_Task description:_
Give the data again in full, exactly as written below.
Content starts
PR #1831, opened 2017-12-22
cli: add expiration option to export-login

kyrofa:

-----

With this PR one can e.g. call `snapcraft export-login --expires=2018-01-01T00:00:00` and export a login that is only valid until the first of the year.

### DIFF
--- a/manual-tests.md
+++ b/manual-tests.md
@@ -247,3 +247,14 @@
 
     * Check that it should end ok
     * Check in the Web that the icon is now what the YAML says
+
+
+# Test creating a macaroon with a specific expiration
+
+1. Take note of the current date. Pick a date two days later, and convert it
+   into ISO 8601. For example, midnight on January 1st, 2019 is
Content ends
_Solution to this task:_
PR #1831, opened 2017-12-22
cli: add expiration option to export-login

kyrofa:

-----

With this PR one can e.g. call `snapcraft export-login --expires=2018-01-01T00:00:00` and export a login that is only valid until the first of the year.

### DIFF
--- a/manual-tests.md
+++ b/manual-tests.md
@@ -247,3 +247,14 @@
 
     * Check that it should end ok
     * Check in the Web that the icon is now what the YAML says
+
+
+# Test creating a macaroon with a specific expiration
+
+1. Take note of the current date. Pick a date two days later, and convert it
+   into ISO 8601. For example, midnight on January 1st, 2019 is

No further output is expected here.